I think writing the file that is wrong rather than reading it. As I said, if I setup the encoding externally, it reads it fine.

Thanks

You can set encoding property of the stream instead of using defineEncoding function.

I do not understand your suggestion?

Thanks

http://documentation.xojo.com/index.php/TextInputStream.Encoding

The docs says that the default is UTF-8 so I want to read and write with UTF-8 encoding and I am having trouble. I have tried setting the encoding before reading from the text file and it does not work. As I said ‘I think writing the file that is wrong rather than reading it.’.

Thanks

The actual and expected text (as expected to be seen on the display by user) and the hex data of the source may help to find the root cause.

Example: If text in a file is ASCII encoded and the text in the file is ABCDEF (as expected to be seen on the display by user) then the hex data in the file will be 41 42 43 44 45 46 (six octets). Please also see this.

Where does the text file come from ?

It comes from a folder in the app directory called ‘Plugins’. I have been adviced not to place this folder there but I am just debugging (so that should not be a problem) and I will change this after releasing my software so that is not a big priority for me right now.

The text file is saved by my program and opened by my program. So I am opening a text file saved by my program.

Thanks

Maybe the problem is in saving the file ; UCS-2 does exist Universal Coded Character Set - Wikipedia so you want to check what could happen when you save the file to give it this unusual encoding. Have you been using code very different from the examples at http://documentation.xojo.com/index.php/TextOutputStream ?

[quote=122000:@Michel Bujardet]
Oliver Scott-Brown The text file is saved by my program and opened by my program. So I am opening a text file saved by my program.
When I try to open the text file it gives reads the file very incorrectly BUT if I open it in NotepadPlus (a text editor) it reads it fine but tells me the encoding is ‘UCS-2 LE w/o BOM’ or something like that.
Maybe the problem is in saving the file ; UCS-2 does exist Universal Coded Character Set - Wikipedia so you want to check what could happen when you save the file to give it this unusual encoding. Have you been using code very different from the examples at http://documentation.xojo.com/index.php/TextOutputStream ?

Like

Write a reply…
Go to top Powered by esoTalk 17 online[/quote]
Nope.
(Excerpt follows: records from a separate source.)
PR #5766, opened 2017-01-19
Use border-box as the default box model under bk-root

### LINKED ISSUE #5668: Use box-sizing: border-box for everything under bk-root
Make sure everything works afterwards. Also remove any specific `box-sizing`s, but leave one in `data_table.less` (SlickGrid requires content box model). Fix this issue after #2933 and #5102.

mattpap:
fixes #5668

### DIFF
--- a/bokehjs/src/less/bokeh.less
+++ b/bokehjs/src/less/bokeh.less
@@ -1,4 +1,10 @@
 .bk-root {
+  box-sizing: border-box;
+
+  *, *:before, *:after {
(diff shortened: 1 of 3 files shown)


bryevdv:
@mattpap This is almost four months old. Can it be closed?

mattpap:
This needs to be worked on in the context of layout improvements, because it's mostly layout (specifically widgets) that's affected by this change. I will include this in on of upcoming layout PRs.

My code is very similar to this example ‘Writing to a new text file’:

Dim t As TextOutputStream
Dim f As FolderItem
f = GetSaveFolderItem("", “CreateExample.txt”)
If f <> Nil Then
t = TextOutputStream.Create(f)
t.WriteLine(TextField1.Text)
t.Close
End If

Thanks

[quote=121902:@Oliver Scott-Brown]I am having a weird issue where I cannot read from a text file. The text file has it’s own file extension (if that could be the problem).
[/quote]

I tried your code with a regular text file as origin. Not a single problem.

I strongly suspect the string text to be the cause of your problem.

Try

msgbox Encoding(text).internetName

[quote=122008:@Michel Bujardet]I tried your code with a regular text file as origin. Not a single problem.

I strongly suspect the string text to be the cause of your problem.

Try

msgbox Encoding(text).internetName

It messages UTF-16. Thanks

Figures…

[quote=122008:@Michel Bujardet]I tried your code with a regular text file as origin. Not a single problem.

I strongly suspect the string text to be the cause of your problem.

Try

msgbox Encoding(text).internetName

Thanks. I got it working. I set the Encoding to UTF-16 prior to opening the file. I understand why the encoding conversion may not have worked also. Would you recommend I convert the encoding or does the encoding really matter as a long as I can save and open text files? I do not know the differences (for example use, speed, compatibility (with Win, Mac or Linux), file size and whatever else there is to consider).

Thanks a ton